Mit dem vom Grossen Rat am 19. Juli 2011 überwiesenen Auftrag der Kommission für Gesundheit und Soziales (KGS) betreffend Aufgaben- und Finanzentflechtung in der Krankenpflege wurde die Regierung beauftragt, das System der Spital- und Pflegefinanzierung einer eingehenden Prüfung zu unterziehen. Insbesondere sollen die von der Regierung beschlossenen, kostentreibenden Regulierungen in den Verordnungen, die den Gemeinden weder bei der Spital- noch bei der Pflegefinanzierung einen Spielraum für die Eindämmung der daraus resultierenden Aufwendungen einräumen, überprüft werden. Zudem wurde die Regierung beauftragt, Bericht zu erstatten, unter welcher Voraussetzung und mit welchen Folgen eine alleinige Spitalfinanzierung durch den Kanton und eine alleinige Pflegefinanzierung durch die Gemeinden durchführbar wäre.

In ihrer Antwort vom 5. Juli 2011 wies die Regierung darauf hin, dass die verlangte Prüfung des Pflege- und Spitalfinanzierungssystems erst nach Vorliegen der Daten der ersten zwei Jahre nach Einführung der neuen Finanzierungsregelungen erfolgen könne. Diese Daten liegen seit Kurzem vor. Die Arbeiten zur Berichterstattung im Sinne des Kommissionauftrags sind im Gange. Der Bericht, der sich auch mit dem im vorliegenden Auftrag Della Vedova vorgebrachten Anliegen befassen wird, wird voraussichtlich im Verlauf des Jahres 2015 dem Grossen Rat vorgelegt.

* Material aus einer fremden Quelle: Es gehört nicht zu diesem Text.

PR #1550, opened 2016-09-01
More ons use n card

andygnewman:
Get the more-ons to use n-card rather than own bespoke template so can inherit all the n-card goodness.

So would be rendered like this
screen shot 2016-09-01 at 18 02 31

Rather than like this currently
screen shot 2016-09-01 at 18 03 11


Procfile
```diff
@@ -1 +1 @@
-web: forever -c 'node --harmony' server/app.js
+web: forever -c 'node --harmony' server/init.js
```
bjfletcher: This may be a bit confusing - it's not some "init" code that we run... it's an actual, full app that we're running here.

server/init.js
```diff
@@ -0,0 +1,2 @@
+require('./setup');
+module.exports = require('./app');
```
bjfletcher: Any particular reason for not putting `require('./setup');` at the top of the `app.js`?

bjfletcher:
Awesome work @andygnewman

All looking really good apart from the naming of `init.js` in `Procfile`.

server/init.js
ironsidevsquincy: Every `require` after the setup gets babel-ified; means `app.js` can use ES6 features

andygnewman:
I was following the pattern established by the front-page for doing this. https://github.com/Financial-Times/next-front-page/pull/1012 by @keirog / @ironsidevsquincy 

Makes sense to have the naming that way round in establishing things first (such as babelification) before then starting the actual app, meaning that the entry point is the init.

bjfletcher:
It feels very strange to call `init` to start the app. Any app has all sorts of init code to do. Maybe a better name would be `server/app-babel.js`?

ironsidevsquincy:
What in particular is strange about called it `init`? The file contains a bit of 'initialisation' work that needs to be run (can potentially contain anything, not just setting up babel), before running the main app, so seems to make sense to me...

keirog:
Come to think of it, it does feel odd in terms of it breaking the general convention. Maybe a `require('./babelify');` or similar at the top of `app.js` is clear enough? Not sure if it was kept separate for any technical reason. (Testing?)

ironsidevsquincy:
Setup was in a separate file so it could be used by tests (https://github.com/Financial-Times/next-front-page/blob/master/Makefile#L7)

And as mentioned above (https://github.com/Financial-Times/next-article/pull/1550#discussion_r77334823), can't add the babel-register at the top of `app.js` if you want `app.js` to be babelified

PR #1554, opened 2016-09-02
Story package use n card

andygnewman:
Not necessarily the most attractive rendering, but this is 'straight out the box n-card' without any further design. Suggest we get Ollie to take a look and see what small tweaks, we can do, consistent with other cards, to make it a little prettier.

screen shot 2016-09-05 at 08 20 17


andygout:
Nice. What happens if only two or four Related Stories are available - do you get an empty slot on the right (although I have a feeling I've missed whatever prevents this)?

andygnewman:
You're right, there's no code to make it to an odd number of articles.
Wasn't in the original code base, so haven't gone backwards, but you're right it should be there.

Will do a quick amend.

Unter Hinweis auf den im Auftrag der KGS in Erarbeitung befindenden Bericht zur Prüfung einer Entflechtung der Pflege- und der Spitalfinanzierung im Sinne des Kommissionsauftrags vom 14. Juni 2011 beantragt die Regierung, den Auftrag abzulehnen. Die Regierung erachtet es nicht als zielführend, das heutige Finanzierungssystem der stationären Pflege und Betreuung vor dem Vorliegen des Berichts zu überprüfen und allenfalls anzupassen. Zielführend ist nur eine gleichzeitige Überprüfung und allfällige Anpassung der Spitalfinanzierung und der Finanzierung der stationären und ambulanten Pflege und Betreuung einschliesslich des Verteilschlüssels zwischen Kanton und Gemeinden. Dabei wird vor allem auch der finanzpolitische Richtwert des Grossen Rates betreffend Verzicht von Lastenverschiebungen zwischen Kanton und Gemeinden zu beachten sein.